PR #209, opened 2023-01-14
Use priority queue for decoys instead of AVL tree

david415:
DO NOT MERGE

### DIFF
--- a/server/internal/decoy/decoy.go
+++ b/server/internal/decoy/decoy.go
@@ -28,10 +28,13 @@ import (
 	"sync"
 	"time"
 
+	"gopkg.in/op/go-logging.v1"
+
 	"github.com/katzenpost/katzenpost/core/crypto/rand"
 	"github.com/katzenpost/katzenpost/core/epochtime"
 	"github.com/katzenpost/katzenpost/core/monotime"
 	"github.com/katzenpost/katzenpost/core/pki"
+	"github.com/katzenpost/katzenpost/core/queue"
 	"github.com/katzenpost/katzenpost/core/sphinx"
 	"github.com/katzenpost/katzenpost/core/sphinx/commands"
 	sConstants "github.com/katzenpost/katzenpost/core/sphinx/constants"
@@ -42,8 +45,6 @@ import (
 	"github.com/katzenpost/katzenpost/server/internal/packet"
 	"github.com/katzenpost/katzenpost/server/internal/pkicache"
 	"github.com/katzenpost/katzenpost/server/internal/provider/kaetzchen"
-	"gitlab.com/yawning/avl.git"
-	"gopkg.in/op/go-logging.v1"
 )
 
 const maxAttempts = 3
@@ -51,11 +52,10 @@ const maxAttempts = 3
 var errMaxAttempts = errors.New("decoy: max path selection attempts exceeded")
 
 type surbCtx struct {
-	id      uint64
-	eta     time.Duration
-	sprpKey []byte
-
-	etaNode *avl.Node
+	id       uint64
+	eta      time.Duration
+	sprpKey  []byte
+	priority uint64
 }
 
 type decoy struct {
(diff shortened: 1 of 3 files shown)


server/internal/decoy/decoy.go
```diff
@@ -72,11 +72,16 @@ type decoy struct {
...
 
-	surbETAs   *avl.Tree
+	surbETAs   *queue.PriorityQueue
 	surbStore  map[uint64]*surbCtx
 	surbIDBase uint64
 }
 
+func addPriority(ctx *surbCtx) {
+	now := monotime.Now()
+	ctx.priority = uint64(now + ctx.eta)
```
mixmasala, line 82: can we ensure that priority is always unique?

server/internal/decoy/decoy.go
```diff
@@ -385,30 +379,7 @@ func (d *decoy) loadAndDeleteSURBCtx(id uint64) *surbCtx {
...
-				return ctx
-			}
-		}
-		panic("BUG: SURB missing from node ETA list")
-	}
-
-	d.surbETAs.Remove(ctx.etaNode)
-	ctx.etaNode = nil
-
+	d.surbETAs.RemovePriority(ctx.priority)
```
mixmasala, line 382: check return value of RemovePriority != nil ( see panic("BUG.."))

mixmasala (changes requested):
I think this is probabalistically safe as our PriorityQueue may not handle items with the same priority appropriately; it would also be nice to see a comparison benchmark between the implementations.

server/internal/decoy/decoy.go
david415: we don't need to ensure it's unique

server/internal/decoy/decoy.go
```diff
@@ -365,14 +365,8 @@ func (d *decoy) storeSURBCtx(ctx *surbCtx) {
...
-	ctxList := []*surbCtx{ctx}
-	ctx.etaNode = d.surbETAs.Insert(ctxList)
-	if nCtxList := ctx.etaNode.Value.([]*surbCtx); nCtxList[0] != ctx {
-		// Existing node, append the context to the list stored
-		// as the node value.  This should be exceedingly rare.
-		ctx.etaNode.Value = append(nCtxList, ctx)
-	}
-
+	addPriority(ctx)
+	d.surbETAs.Enqueue(ctx.priority, ctx)
```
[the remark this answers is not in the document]
david415: no it doesn't loose the reference. i just now wrote a test for this.

server/internal/decoy/decoy.go
david415: check the return value for what!?

david415: this cannot crash. try it.

server/internal/decoy/decoy.go
```diff
@@ -423,29 +394,19 @@ func (d *decoy) sweepSURBCtxs() {
...
 			break
 		}
-
-		for _, ctx := range surbCtxs {
-			delete(d.surbStore, ctx.id)
-			// TODO: At some point, this should do more than just log.
-			d.log.Debugf("Sweep: Lost SURB ID: 0x%08x ETA: %v (DeltaT: %v)", ctx.id, ctx.eta, now-ctx.eta)
-			swept++
+		ctx := entry.Value.(*surbCtx)
+		now := monotime.Now()
```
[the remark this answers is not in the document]
david415: fixed

david415:
> I think this is probabalistically safe as our PriorityQueue may not handle items with the same priority appropriately; it would also be nice to see a comparison benchmark between the implementations.

i think that is an incorrect assumption

david415:
terrible no progress not sure how to fix it using the heap library.

mixmasala:
> > I think this is probabalistically safe as our PriorityQueue may not handle items with the same priority appropriately; it would also be nice to see a comparison benchmark between the implementations.
> 
> i think that is an incorrect assumption

could I help clarify?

****************

Scan the entries above and report the number of lines that contain the word "addPriority", with no added text.

=== Result of the exercise ===
2